Cocoa tied to improved brain function in some elderly

By Andrew M. Seaman     NEW YORK     Wed Aug 7, 2013 

(Reuters Health) - Older people with impaired blood flow to their brains saw improvements in thinking skills after drinking two cups of cocoa every day for a month, in a new study.

The study's researchers caution, however, that people shouldn't start stocking up on hot chocolate mix to help solve their crossword puzzles based on the new finding.

"We're several steps removed from that recommendation," said Dr. Farzaneh Sorond, the study's lead author from Brigham and Women's Hospital in Boston.

Instead, Sorond said the result helps focus future research that may turn up which component or components of hot chocolate are linked to better thinking skills.

Previous research has found the brain is more active if it gets an adequate supply of oxygen and sugar from the blood, the researchers wrote in the journal Neurology.

Among people with certain diseases that affect blood vessels - such as high blood pressure and diabetes - blood flow to the brain may be impaired.

Sorond and her colleagues wanted to look at whether drinking hot chocolate rich in flavanols could improve thinking skills in those people.

Studies have found that eating chocolate containing the plant compounds is linked to lower blood pressure readings and fewer strokes (see Reuters Health stories of Oct 10, 2011 and Aug 14, 2012 here: reut.rs/19NXUdo and reut.rs/QzBg9E.)

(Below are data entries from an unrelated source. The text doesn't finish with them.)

PR #3147, opened 2026-06-16
fix(hash): flatten bare %h in list/hash context; keep $-sourced hashes itemized

tokuhirom:
## Summary

`my %c = (%h,)` and `%(%h,)` raised *"Odd number of elements found where hash
initializer expected"* and **aborted**, because mutsu couldn't distinguish a bare
`%h` (which flattens into pairs in hash context) from a `$`-sourced itemized hash
`$hashitem` (which stays opaque — Raku raises `X::Hash::Store::OddNumber`).

Both decontainerized to a bare `Value::Hash`, so the old heuristic — flatten only
when the list had **>1 element** — was wrong in *both* directions: it missed
`(%h,)` and wrongly flattened `($hashitem, :c(42))`.

## Fix (container itemization)

- `Interpreter::itemize_value` (the `Itemize`/`ItemizeVar` opcodes) now wraps a
  `$`-sourced Hash in `Value::Scalar`, mirroring `Seq`, making an itemized hash
  representationally distinct from a bare `%h`.
- `build_hash_from_items` — the single chokepoint for `%m = (...)` **and** `.hash`
  / `%(...)` — flattens a bare `Value::Hash` element into its pairs (preserving
  object-hash keys via `typed_key`), while leaving `Value::Scalar(Hash)` opaque.
- Dropped the redundant element-count heuristic in the hash-assignment path.

This is the itemization discriminator the previous attempt (#2958, reverted)
lacked — that PR added an unconditional flatten arm and regressed
`assigning-refs.t`. With producer-side itemization, the flatten is now correctly
gated.

## Impact

Unblocks `S09-hashes/objecthash.t` — was aborting at test 37 (ran 36/62), now
runs the full plan with only object-hash *type-enforcement* subtests remaining
(follow-up PRs). Resolves the long-standing `list-to-hash-flatten-itemization`
blocker.

## Tests
- New `t/hash-from-list-itemization.t` (14).
- `assigning-refs.t` / `hash.t` / `S09-typed-arrays/hashes.t` green; full `t/`
  suite 7850 pass; `cargo test` 462 pass.

### DIFF
--- a/src/runtime/utils.rs
+++ b/src/runtime/utils.rs
@@ -654,6 +654,21 @@ pub(crate) fn build_hash_from_items(items: Vec<Value>) -> Result<Value, RuntimeE
             Value::Pair(key, boxed_val) => {
                 map.insert(key, *boxed_val);
             }
+            // A bare hash in list context flattens into its key=>value pairs
+            // (`%m = (%h,)` / `%(%h,)`). A hash sourced from a `$` scalar is
+            // itemized as `Value::Scalar(Hash)` (see `Interpreter::itemize_value`)
+            // and does NOT match here, so it stays an opaque single element —
+            // matching Raku, where `%m = ($hashitem,)` dies "Odd number".
+            // Object-hash keys are preserved via `typed_key`.
+            Value::Hash(h) => {
+                for (k, v) in h.iter() {
+                    let key_obj = h.typed_key(k);
+                    if !matches!(&key_obj, Value::Str(_)) {
+                        original_keys.insert(k.clone(), key_obj);
+                    }
+                    map.insert(k.clone(), v.clone());
+                }
+            }
             Value::ValuePair(key, boxed_val) => {
                 let str_key = Value::hash_key_encode(&key);
                 if !matches!(key.as_ref(), Value::Str(_)) {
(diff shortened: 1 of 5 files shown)


tokuhirom:
Closing without merging. The producer-side itemization (wrapping a `$`-sourced Hash in `Value::Scalar`) is the correct discriminator and fixed `(%h,)` / `%(%h,)` while keeping `($hashitem,)` dying — but a universal `Scalar(Hash)` **leaks** into every consumer that matches `Value::Hash` and may receive a `$`-hash fetched from a list (the "deref everywhere" anti-pattern). CI surfaced these one-by-one as new whitelisted regressions, not converging cheaply:

- `set_contains` (`(elem)`/`∈`) → `S03-operators/set_elem.t` (patched).
- Hash-as-callable mapper in a `for`-list → `S32-list/categorize.t` 13-18.
- object-key preservation in the flatten → `S32-hash/map.t` 15.

The real prerequisite is the container-identity **"decont at value-operand fetch"** single chokepoint (PLAN.md 🟣 / docs/container-identity.md §3). Without it, the producer wrap needs unbounded per-consumer deconts. **Do the decont-at-fetch foundation first, then resurrect this branch** (the full working producer+consumer diff is preserved here). Findings recorded in memory `list-to-hash-flatten-itemization`.

PR #3372, opened 2026-06-21
fix(vm): resume a warn raised deep in a callee under an outer CONTROL handler

tokuhirom:
## Summary

A resumable `warn` raised **deep** in a chain of calls (e.g. `render → format → get → Logger.log → &warn.()`) could not be resumed by an enclosing `CONTROL {}`: the signal unwound to the installing block, whose frame-relative `resume_ip` pointed into the **callee's** `CompiledCode`, so resuming executed garbage and crashed (`No such method 'CALL-ME' for invocant of type 'Any'`) or silently truncated the computation.

```raku
my @seen;
CONTROL { default { @seen.push(.message); .resume } }
sub inner { warn "deep"; 42 }
sub outer { inner() + 1 }
outer();         # was: crash/abort   now: @seen=["deep"], outer() == 43
```

## Fix

Handle a resumable warn **inline at the per-op chokepoint** (`exec_one`, which every exec loop already routes through), in the deepest still-live frame where the op recorded a frame-correct `resume_ip`:

- New `Interpreter::control_handlers` stack mirrors `control_handler_depth`; each entry records the installing block's `CompiledCode` pointer, its CONTROL body range, and `call_frames.len()` at install time.
- `handle_warn_inline` runs the innermost handler body (or prints, when none) and returns the resume ip. Crucially it temporarily **swaps the installing frame's locals** (`call_frames[frame_depth].saved_locals`) into `self.locals` so the handler's bytecode addresses the right local slots and its mutations land where the installing frame sees them after the callee returns. Outer lexicals reached by name go through the (dynamic, shared) env and need no swap.
- `exec_one` now wraps `exec_one_dispatch`: a warn from the op is handled inline here, so every exec loop (run loop, `run_range`, named-sub, method, closure, …) gets correct cross-frame resumption with no per-loop wiring.

**SAFETY:** the installing block's `CompiledCode` is an ancestor frame on the live Rust call stack while its `control_handlers` entry exists, so the raw pointer never dangles.

## Impact

- **Template::Mustache** `render(:log-level<Warn>)` no longer crashes on a missing field (`06-logging` 0 → 2 of 3); stops the cross-frame-warn crash in `12-inheritence`/`13-pragmas`/`50-readme` (they now fail cleanly on their *own* remaining features instead of aborting).

## Test

`t/warn-deep-resume-under-control.t` — 6 cases (warn 1/2 levels deep, indirect `&warn.()`, uncaught deep warn), spec-validated against `raku`. `make test` green (9702 tests).

### DIFF
--- a/src/runtime/mod.rs
+++ b/src/runtime/mod.rs
@@ -896,6 +896,20 @@ pub struct Interpreter {
     /// EVAL) can observe handlers installed by the outer VM and propagate
     /// warn/control signals appropriately.
     pub(crate) control_handler_depth: u32,
+    /// Active CONTROL handler bodies, innermost last. Each entry is
+    /// `(code_ptr, control_begin, control_end, frame_depth)` where `code_ptr` is a
+    /// raw `*const CompiledCode` (kept as `usize` to stay `Send`) of the block
+    /// that installed the handler, and `frame_depth` is `call_frames.len()` at
+    /// install time. Pushed/popped in lockstep with `control_handler_depth`
+    /// (`exec_try_catch_op_inner`). Lets a resumable `warn` raised *deep* in a
+    /// callee be handled in that callee's still-live frame — running the handler
+    /// inline (with the installing frame's locals temporarily swapped in, found at
+    /// `call_frames[frame_depth].saved_locals`) and resuming via the callee
+    /// frame's own `resume_ip` — instead of unwinding to the installing block,
+    /// whose frame-relative `resume_ip` would point into the wrong code. SAFETY:
+    /// the installing block's `CompiledCode` is an ancestor frame on the live Rust
+    /// call stack while any entry is live, so the pointer never dangles.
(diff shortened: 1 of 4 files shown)


tokuhirom:
Closing: the inline cross-frame warn-resume approach is fundamentally incompatible with full CONTROL phaser semantics. It correctly resumes a deep warn whose handler does `.resume` (or a bare `default {}` fall-through), but a `CONTROL { when CX::Warn {...} }` matches via `succeed` (which must EXIT the installing block, not resume) — and because the warn is handled inline in the deep callee frame, there is no longer an `exec_try_catch_op` on the stack to catch that succeed, so it unwinds past the block and aborts. This regresses roast S32-basics/warn.t, S04-exception-handlers/control.t, S32-str/indent.t. A correct fix needs a real continuation / unified-frame mechanism (mutsu has no single frame stack), which is out of scope here. The same-frame indirect-warn resume (#3370) and the slurpy-builtin arity fix (#3373) land the safe parts.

For the new study, the researchers recruited 60 people who were an average of 73 years old to be separated into one of two groups.

People in one group were told to drink two cups of flavanol-rich hot chocolate every day for one month. Those in the other group drank low-flavanol hot chocolate. All participants were told to not eat or drink any other chocolate during the study period.

There were no differences in blood flow or in scores on thinking tests between the two hot chocolate groups at the start of the study or after one month. So the researchers combined both cocoa groups and compared people with poor blood flow to the brain at the start of the study to those who had adequate blood flow.

They found more people with poor blood flow at the start saw their circulation improve by the end, compared to people who had adequate blood flow initially.

Also, while those with adequate blood flow didn't see a significant improvement on tests that measured their thinking skills, the 17 people in the impaired flow group did.

Among those people, the time it took to connect sequential dots on pieces of paper or recognize certain characters on computer screens fell from 167 seconds at the start of the study to 116 seconds at the end.

Sorond said that time can add up for people during the day.

"That's important if you add it to everything that requires multitasking for us," she said.

It's possible that even small amounts of flavanols make a difference for people with impaired blood flow, Sorond said, or that the caffeine in cocoa played a role in their improvement.

She warned, however, that the new study cannot prove drinking hot chocolate boosted thinking or blood flow.

"The next step is that we need a larger sample and we need more people with impairment at baseline… (to) see if we can demonstrate the same finding in a larger group," Sorond said.